The ideal is Plan A, right? In a perfect world, the plan would be formulated, and the designated parties would expedite flawlessly – every time. Occasionally this happens: “We did it just like we practiced it!” Normal living has more the flavor of Plan A not going according to plan, or at least according to every detail. Not to expect this pattern invites insanity, or at least constant, grinding frustration of why people don’t pay attention and follow the plan. In the case of students, this would mean following the assignment and carrying it out per the prompt.

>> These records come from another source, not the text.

PR #151, opened 2021-01-21
Rename InputList to DataContainer

pmrv:
As we discussed in the software dev meeting, the name `InputList` is getting a bit outdated, so I changed it.  I'll leave this as a draft until @muh-hassani and I finish the work on reading/writing text files from the container.


max-hassani:
> 
> 
> As we discussed in the software dev meeting, the name `InputList` is getting a bit outdated, so I changed it. I'll leave this as a draft until @muh-hassani and I finish the work on reading/writing text files from the container.

The Last two days, I was busy with presentations I had to make for a PMD project meeting. If you give me an hour, I will commit and push my changes to this branch.

pmrv:
> > As we discussed in the software dev meeting, the name `InputList` is getting a bit outdated, so I changed it. I'll leave this as a draft until @muh-hassani and I finish the work on reading/writing text files from the container.
> 
> The Last two days, I was busy with presentations I had to make for a PMD project meeting. If you give me an hour, I will commit and push my changes to this branch.

Don't worry, no hurry on my side.

max-hassani:
I will also add a xml parser which returns a dictionary as the yaml parser does.

.ci_support/environment.yml
```diff
@@ -19,3 +19,4 @@ dependencies:
   - six >=1.14.0
   - sqlalchemy >=1.3.14
   - tqdm >=4.35.0
+  - xmltodict >=0.11.0
```
jan-janssen: Can you try using `defusedxml` because we have made good experience in parsing the VASP xml file. In addition we should add `pyyaml` if we want to support `yaml` import.

max-hassani: I understand that `defusedxml` introduces security over `xml` library, but casting the content of the parser to a dictionary is not straight forward in both cases. On the other hand `xmltodict`, [while it imports from `defusedexpat`](https://github.com/martinblech/xmltodict/blob/ae19c452ca000bf243bfc16274c060bf3bf7cf51/xmltodict.py#L5), make this casting really easy.

max-hassani: Nevertheless, using `defusedxml`, the following `dictify()` function can also turn the content of the parsed xml file to a dictionary:
```
from defusedxml import ElementTree
from copy import copy

def dictify(r,root=True):
    if root:
        return {r.tag : dictify(r, False)}
    d=copy(r.attrib)
    if str(r.text).find('\n') == -1:
        d[r.tag]=r.text
    for x in r.findall("./*"):
        if len(x) >= 1:
            if x.tag not in d:
                d[x.tag]=[]
            d[x.tag].append(dictify(x,False))
        else:
            d[x.tag] = x.text
    return d

root = ElementTree.parse('sample.xml').getroot()
final_dict = dictify(root)
```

This just isn’t going to happen a lot of the time, which is not an exhortation for instructors to abandon publishing a Plan A and hoping for it to happen. However, a realistic approach assumes often being a counselor to students in formulating a Plan B. The good news is that the Plan B is the corrective action – or at least adaptation – to get an assignment into Plan A form. The inconvenience is the process of going off the main road and then finding direction to get back onto it.
Plan B doesn’t mean letting the student say, “Oh, I thought I would do it this way.” No, the student doesn’t pick and choose on essentials, or get to rewrite the lesson prompt: but the student is part of the Plan B that gets back to Plan A. A needed educational outcome in the classroom is still the same, but a host of reasons (sometimes excuses) can create the effect of a broken play in football. The goal is still the same; the players, however, have to regroup and start from where they are in the moment on the field.
Football players don’t go back to their original positions when the play started. That can’t happen, but with assignments, that is possible at times. For a student, Plan B may mean throwing out some good work that was irrelevant to the assignment, or it can mean adding in parts that were left out (“Oh, I didn’t see that part of the assignment”).
Education is a lot of broken plays reconstructed in the form of Plan B in order to get back to Plan A. The timing and process are not what the instructor or the student hoped for; each had a different idea about that. However, much of the time, Plan B isn’t too formidable or out of reach, and students learn that when Plan A is going to be enforced, it’s good, in the name of efficiency, to get there with as little Plan B as possible.